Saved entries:
PR #149, opened 2016-06-20
Remove organisation link from Rummager payload

mobaig:
Merge when we've switched on Rummager's publishing API fetch.

Why?:

Rummager has recently been updated to fetch links data directly from the
publishing API when indexing a document. Setting Rummager links data in
the publishing app is therefore redundant.

How?:

- Strip organisations from the payload in RummagerManual.
- Strip organisations from the payload in RummagerSection.

### DIFF
--- a/app/models/rummager_manual.rb
+++ b/app/models/rummager_manual.rb
@@ -16,7 +16,6 @@ class RummagerManual < RummagerBase
       'description'        => @publishing_api_manual['description'],
       'link'               => id,
       'indexable_content'  => nil,
-      'organisations'      => [GOVUK_HMRC_SLUG],
       'public_timestamp'   => @publishing_api_manual['public_updated_at'],
       'format'             => MANUAL_FORMAT,
       'latest_change_note' => latest_change_note,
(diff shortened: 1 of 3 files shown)


tijmenb:
I think there's also:

https://github.com/alphagov/hmrc-manuals-api/blob/abe7c0a9d8d0eb36c4662689b220cdd16182c6ca/app/models/rummager_section.rb

mobaig:
@tijmenb yep, jumped the gun on the PR. Need some test fixes too.

tijmenb:
The constant can be removed too I think.

mobaig:
@tijmenb The constant is still used here: https://github.com/alphagov/hmrc-manuals-api/blob/master/app/models/rummager_section.rb#L46

Filtering by organisation seems superfluous if it's already filtering on format and manual_path. Unless I'm missing something `'filter_organisations' => [GOVUK_HMRC_SLUG]` can be removed. WDYT?

tijmenb:
👍 Good to merge once we've deployed https://trello.com/c/0FKSqAkK

Not sure what is going on with that filtering.

PR #151, opened 2016-08-12
Upgrade Rails to 4.2.7.1

emmabeynon:
This upgrade is necessary due to a possible XSS Vulnerability in Action View

Advisory: CVE-2016-6316
URL: https://groups.google.com/forum/#!topic/rubyonrails-security/I-VWr034ouk

and an Unsafe Query Generation Risk in Active Record

Advisory: CVE-2016-6317
URL: https://groups.google.com/forum/#!topic/rubyonrails-security/rgO20zYW33s

The upgrade from Rails 4.1 to Rails 4.2 necessitated the inclusion of the `responders` gem to handle respond_to methods (see: http://guides.rubyonrails.org/v4.2/upgrading_ruby_on_rails.html#responders) and removal of the rails-api gem.


h-lame:
Be good to also update any config files that differ between rails 4.2 and 4.1.  http://railsdiff.org/4.1.0/4.2.7.1 can be used to check what the differences are.  This means future upgrades will be easier as we'll already have modern settings and such.

emmabeynon:
Thanks @h-lame - I've updated the existing config files and added missing ones where necessary.

h-lame:
:+1:

PR #152, opened 2016-08-19
Add script to check for orphaned sections for a manual or section

brenetic:
We receive requests from HMRC for the removal of manuals or sections.
Before we do this it is necessary to check whether any sections that
belong to the thing being removed has been given another parent section
or manual. This avoids any sections becoming orphans.

HMRC should be able to do this themselves before raising a request with
us. This script checks for any sections that have not been re assigned
to another parent and lists those that require changing.

[Trello card](https://trello.com/c/cIESLI1q/463-write-a-script-to-automate-whether-an-hmrc-manuals-section-can-be-deleted-3)

cc @h-lame

### DIFF
--- a/lib/sections_checker.rb
+++ b/lib/sections_checker.rb
@@ -1,0 +1,96 @@
+class SectionsChecker
+  def initialize(item_slug)
+    @item_slug = item_slug
+  end
+
+  def check
+    item = content_item(item_base_path)
+
+    children = child_sections(item)
+
+    if item['format'] == MANUAL_FORMAT
+      check_children_of_manual(item, children)
+    elsif item['format'] == SECTION_FORMAT
+      check_children_of_section(item, children)
+    end
+  end
+
+private
+
+  def item_base_path
+    PublishingAPIManual.base_path(@item_slug)
+  end
+
+  def content_item(base_path)
+    Services.content_store.content_item(base_path)
+  end
+
+  def child_sections(item)
+    item['details']['child_section_groups'].flat_map do |group|
+      group['child_sections']
+    end
+  end
+
+  def check_children_of_manual(manual, children)
+    find_children_of_parent_manual(children, manual).map do |child|
+      child['base_path']
+    end
+  end
+
+  def find_children_of_parent_manual(children, parent_manual)
+    children.select do |child|
+      child_to_check = content_item(child['base_path'])
+      belongs_to_parent_manual?(child_to_check, parent_manual)
+    end
+  end
+
+  def belongs_to_parent_manual?(child, parent_manual)
+    if child['details']['manual']['base_path'] == parent_manual['base_path']
+      true
+    else
+      parent = content_item(child['details']['manual']['base_path'])
+      !child_section_in_tree?(parent, child)
+    end
+  end
+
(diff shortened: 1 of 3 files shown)


lib/sections_checker.rb
```diff
@@ -0,0 +1,95 @@
+class SectionsChecker
```
davidbasalla: Naming quibble... would `OrphanedSectionsChecker` be clearer in terms of the class' responsibility?

brenetic: Möglicherweise, however we are checking all the sections and sections of sections in order to find a potential orphan . . .

davidbasalla:
Looking at the test cases for when given a section slug, would it be useful to add another test for a section with grand children? The point being that it would exercise the recursive behaviour of the code as presumably it will need to walk down the full length of a branch. As far as I can see, right now we're just testing the immediate children of a section... happy to discuss

lib/sections_checker.rb
```diff
@@ -0,0 +1,95 @@
...
+
+  def check
+    item = content_item(item_base_path)
+
+    children = child_sections(item)
+
+    if item['format'] == MANUAL_FORMAT
+      check_children_of_manual(item, children)
+    elsif item['format'] == SECTION_FORMAT
+      check_children_of_section(item, children)
```
davidbasalla: Is it possible that we're missing some sort of recursive lookup when we check children of a Section? Tracing down the code path of `check_children_of_manual(item, children)` eventually calls the recursive method `child_section_in_tree?`. When tracing down the code path for `check_children_of_section(item, children)` no recursive function gets called... is that correct?

davidbasalla:
Looks good, can't think of any edge cases that aren't covered! 👍  Took quite a while to review, in part because of the recursive tree structure, but also the way that parent/child relationships are defined in this app/content-store. I imagine the whole thing would be easier if the associations were handled in an ActiveRecord like manner, so that one could rely on something like `manual.children`/`section.parent` calls.

lib/sections_checker.rb
```diff
@@ -0,0 +1,95 @@
...
+
+  def belongs_to_parent_manual?(child, parent_manual)
+    if child['details']['manual']['base_path'] == parent_manual['base_path']
+      true
+    else
+      !child_section_in_tree?(child['details']['manual']['base_path'], child)
+    end
+  end
+
+  def child_section_in_tree?(base_path, child)
```
davidbasalla: Was wondering whether this could take the parameter list `(parent, child)`, so taking the parent content item rather than its `basepath` so that the two parameters are at the same level of abstraction and are easier to understand at first glance. 

That could mean that we update Line 51 to something like:
```
other_manual = content_item(child['details']['manual']['base_path'])
!child_section_in_tree?(other_manual, child)
```

Feel free to ignore if you don't agree, just wondering how to make this more readable for future us, as it took me a while to read through.

h-lame: This seems like a sensible suggestion.

brenetic:
@davidbasalla  Thanks for the comments. Have updated.

davidbasalla:
Merging, great stuff 👍

PR #155, opened 2016-09-01
Fix Rummager request limit

sihugh:
Since April 2016 [Rummager has set a limit of 1000 records](https://github.com/alphagov/rummager/commit/8f93aac19164f30ab5e46e190a6825c23f6ab35a).
The present query uses 5000, which provokes the error message `Maximum result
set size (as specified in 'count') is 1000` to be returned.


tijmenb:
Sorry about this, I think we missed this project when adding that limit.

sihugh:
No probs, thanks for the merge 👍

jennyd:
Just to record this here, I'm fairly sure that some manuals have over 1000 sections (maybe 2-3000?) which is why we set the count so high in the first place. We may need to make several requests to find all the sections to remove when we're withdrawing a whole manual (or can we get the full list from the publishing API now instead?).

Prompt:
Exact copies of the lines from the start of the data up to the line holding "Not sure what", both included, are all that is needed.

Exercise response:
PR #149, opened 2016-06-20
Remove organisation link from Rummager payload

mobaig:
Merge when we've switched on Rummager's publishing API fetch.

Why?:

Rummager has recently been updated to fetch links data directly from the
publishing API when indexing a document. Setting Rummager links data in
the publishing app is therefore redundant.

How?:

- Strip organisations from the payload in RummagerManual.
- Strip organisations from the payload in RummagerSection.

### DIFF
--- a/app/models/rummager_manual.rb
+++ b/app/models/rummager_manual.rb
@@ -16,7 +16,6 @@ class RummagerManual < RummagerBase
       'description'        => @publishing_api_manual['description'],
       'link'               => id,
       'indexable_content'  => nil,
-      'organisations'      => [GOVUK_HMRC_SLUG],
       'public_timestamp'   => @publishing_api_manual['public_updated_at'],
       'format'             => MANUAL_FORMAT,
       'latest_change_note' => latest_change_note,
(diff shortened: 1 of 3 files shown)


tijmenb:
I think there's also:

https://github.com/alphagov/hmrc-manuals-api/blob/abe7c0a9d8d0eb36c4662689b220cdd16182c6ca/app/models/rummager_section.rb

mobaig:
@tijmenb yep, jumped the gun on the PR. Need some test fixes too.

tijmenb:
The constant can be removed too I think.

mobaig:
@tijmenb The constant is still used here: https://github.com/alphagov/hmrc-manuals-api/blob/master/app/models/rummager_section.rb#L46

Filtering by organisation seems superfluous if it's already filtering on format and manual_path. Unless I'm missing something `'filter_organisations' => [GOVUK_HMRC_SLUG]` can be removed. WDYT?

tijmenb:
👍 Good to merge once we've deployed https://trello.com/c/0FKSqAkK

Not sure what is going on with that filtering.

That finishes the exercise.